White Screen of Death occurs when PHP encounters fatal errors. Enable debugging by adding define('WP_DEBUG', true); to wp-config.php. Check PHP error logs at /var/log/apache2/error.log for specific error messages. Increase memory_limit in php.ini if memory exhaustion is reported.

Permalink issues preventing pretty URLs typically result from missing mod_rewrite. Enable the Apache rewrite module with sudo a2enmod rewrite and restart Apache. Verify AllowOverride is set to All in your Virtual Host configuration. Resave permalink settings in the WordPress dashboard to regenerate the .htaccess file.

Performance Optimization Best Practices

Website speed directly impacts user experience and search engine rankings. Implement caching at multiple levels including browser caching, page caching, and object caching. Configure your caching plugin to generate static HTML pages and enable browser caching headers.

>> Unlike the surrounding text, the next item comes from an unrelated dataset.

PR #6, opened 2017-12-19
Jw-1197 Possible fix: Add waiting in Disable-DockerDriver

krdln:
Should make `Disable-DockerDriver` more robust.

Enable Gzip compression in Apache to reduce bandwidth usage and improve load times. Add this code to your .htaccess file.

<IfModule mod_deflate.c>
    AddOutputFilterByType DEFLATE text/html text/plain text/xml text/css text/javascript application/javascript
</IfModule>

Optimize images before uploading by compressing them and using appropriate dimensions. Install an image optimization plugin like Smush or ShortPixel to automatically compress images upon upload. Use lazy loading to defer loading images until they enter the viewport, reducing initial page load time.

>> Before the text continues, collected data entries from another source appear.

PR #9, opened 2017-12-20
Jw 1224 tcp test fix events

krdln:
This PR doesn't fix the TCP test flakiness, but fixes error reporting, so it should produce better logs in case of another failure.

It also changes multihost udp test to use events to synchronization instead of hardcoded sleep.


kaweue (dismissed):

CIScripts/Test/Tests/VRouterAgentTests.ps1
```diff
@@ -1073,31 +1063,37 @@ function Test-VRouterAgentIntegration {
...
 
-                & docker exec $Using:Container2Name powershell -Command $Command
+                $JobListener = Start-Job -ScriptBlock {
+                    Param ($ContainerName, $Command)
+                    & docker exec $ContainerName powershell -Command $Command
+                } -ArgumentList $Using:Container2Name, $Command
             }
 
-            Start-Sleep -Seconds 8
+            Wait-RemoteEvent -Session $Session2 -ContainerName $Container2Name -EventName "Listening"
```
jacek-izykowski: Does UdpClient actually listen when ReceiveAsync() returns?

Seemingly the only thing we should rely on is that returned Task object is valid.
I suspect that we actually may still rely on delay between calling ReceiveAsync() and sending UDP packet. It's now implicit though. However, additional event is for sure a good step.

I suggest adding a comment about this uncertainty - if it gets flaky, we might add explicit delay anyway (after Wait-RemoteEvent).

jacek-izykowski (changes requested):

jacek-izykowski (approved):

Minimize the number of installed plugins, keeping only essential ones active. Each plugin adds code that must execute on every page load, potentially slowing your site. Audit plugins regularly and remove unused ones.

Consider implementing a Content Delivery Network (CDN) to serve static assets from geographically distributed servers. CDNs reduce latency by delivering content from servers closest to your visitors. Popular options include Cloudflare, StackPath, and BunnyCDN.

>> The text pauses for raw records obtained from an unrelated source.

PR #11, opened 2018-01-03
JW-1377 Wait for proper IP when creating agent config

krdln:
This should fix some of the flakiness in multihost tests.


CIScripts/Test/TestConfigurationUtils.ps1
```diff
@@ -411,7 +411,18 @@ function New-AgentConfigFile {
         $VHostIfIndex = $Using:VHostIfIndex
         $PhysIfName = $Using:PhysIfName
 
-        $VHostIP = (Get-NetIPAddress -ifIndex $VHostIfIndex -AddressFamily IPv4).IPAddress
+        $WAIT_TIME_FOR_DHCP_IN_SECONDS = 60
```
kaweue: Could it be done by calling something similar to dhclient on windows like maybe  'ipconfig /renew' ?

For example:
You could check if there is valid address from dhcp using https://blogs.msdn.microsoft.com/virtual_pc_guy/2015/07/31/powershell-direct-waiting-for-an-ip-address/

After that you could call ipconfig /release; ipconfig /renew on selected interface.

kaweue (changes requested):

CIScripts/Test/TestConfigurationUtils.ps1
jablonskim: I think we should create new function (`Wait-InterfaceIP` maybe), move the code there (with all changes requested by @PawelMarchewkaCodiLime) and call it from `Initialize-TestConfiguration` to have valid IP address in every case.

jablonskim (changes requested):

CIScripts/Test/TestConfigurationUtils.ps1
```diff
@@ -442,6 +457,8 @@ function Initialize-ComputeServices {
                [Parameter(Mandatory = $false)] [Boolean] $NoNetwork = $false)
 
         Initialize-TestConfiguration -Session $Session -TestConfiguration $TestConfiguration -NoNetwork $NoNetwork
+        $HNSTransparentAdapter = Get-RemoteNetAdapterInformation -Session $Session -AdapterName $TestConfiguration.VHostName
```
kaweue: We think that this should be rather in `Initialize-TestConfiguration`, since `Initialize-ComputeServices` is not used everywhere (`Test-InitialPkt0Injection`, `Send-UDPPacket`).

CIScripts/Test/TestConfigurationUtils.ps1
```diff
@@ -322,6 +322,21 @@ function Remove-AllUnusedDockerNetworks {
...
+    Param ([Parameter(Mandatory = $true)] [PSSessionT] $Session,
+           [Parameter(Mandatory = $true)] [Int] $ifIndex)
+
+    Invoke-Command -Session $Session -ScriptBlock {
+        $Address = Get-NetIPAddress -InterfaceIndex $Using:ifIndex -ErrorAction SilentlyContinue `
+                    | ? AddressFamily -eq IPv4 `
+                    | ? SuffixOrigin -eq "Dhcp"
+        if (!$Address) {
+            $AdapterConfig = Get-WmiObject -Class Win32_NetworkAdapterConfiguration | ? InterfaceIndex -eq $Using:ifIndex
+            $AdapterConfig.RenewDHCPLease() | Out-Null
```
kaweue: We think we should check if it succeeded. Please look here (https://msdn.microsoft.com/en-us/library/aa393064(v=vs.85).aspx). Maybe throw an exception when return value is other than 0.

kaweue (changes requested):

krdln:
Testing revealed that `.RenewDHCPLease()` doesn't work reliably. On my computer, renewing a valid IP succeeds, but on testbeds, it fails after after about 30 seconds. Perhaps it's because the interface is used by vrouter? Anyway, I think we should go with loop here.

kaweue (approved):

m-kostrzewa:
btw please add ticket number to PR title

jablonskim (approved):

Optimize your database by removing post revisions, spam comments, and transient options. Install a database optimization plugin like WP-Optimize to automate regular cleanup tasks. Keep your database lean to ensure fast query execution.

Security Best Practices for Long-Term Protection

Maintain a regular update schedule for WordPress core, themes, and plugins. Outdated software contains known vulnerabilities that attackers actively exploit. Enable automatic updates for minor WordPress releases and security patches.

Implement strong password policies requiring complex passwords for all user accounts. Use a password manager to generate and store unique passwords. Enforce password requirements through security plugins that check password strength during registration.

Configure a web application firewall (WAF) to filter malicious traffic before it reaches WordPress. Security plugins like Wordfence and Sucuri include WAF functionality. Consider using Cloudflare’s free WAF for additional protection at the DNS level.

Install and configure Fail2ban to automatically block IP addresses exhibiting malicious behavior. Fail2ban monitors log files and creates firewall rules to ban suspicious IPs after multiple failed login attempts.

sudo apt install fail2ban -y

Create a custom jail configuration for WordPress authentication.

sudo nano /etc/fail2ban/jail.local

Add WordPress-specific rules to protect your login page.

[wordpress]
enabled = true
filter = wordpress
logpath = /var/log/apache2/access.log
maxretry = 3
bantime = 3600

Regular security audits help identify vulnerabilities before attackers exploit them. Use security scanning plugins to check for malware, outdated software, and configuration issues. Schedule scans to run automatically at least weekly.

Limit the number of users with administrator privileges to reduce attack surface. Create role-based accounts with minimum necessary permissions for contributors and editors. Review user accounts quarterly and remove inactive users promptly.

Congratulations! You have successfully installed WordPress. Thanks for using this tutorial to install the latest version of WordPress CMS on Debian 13 “Trixie” system. For additional help or useful information, we recommend you check the official WordPress website.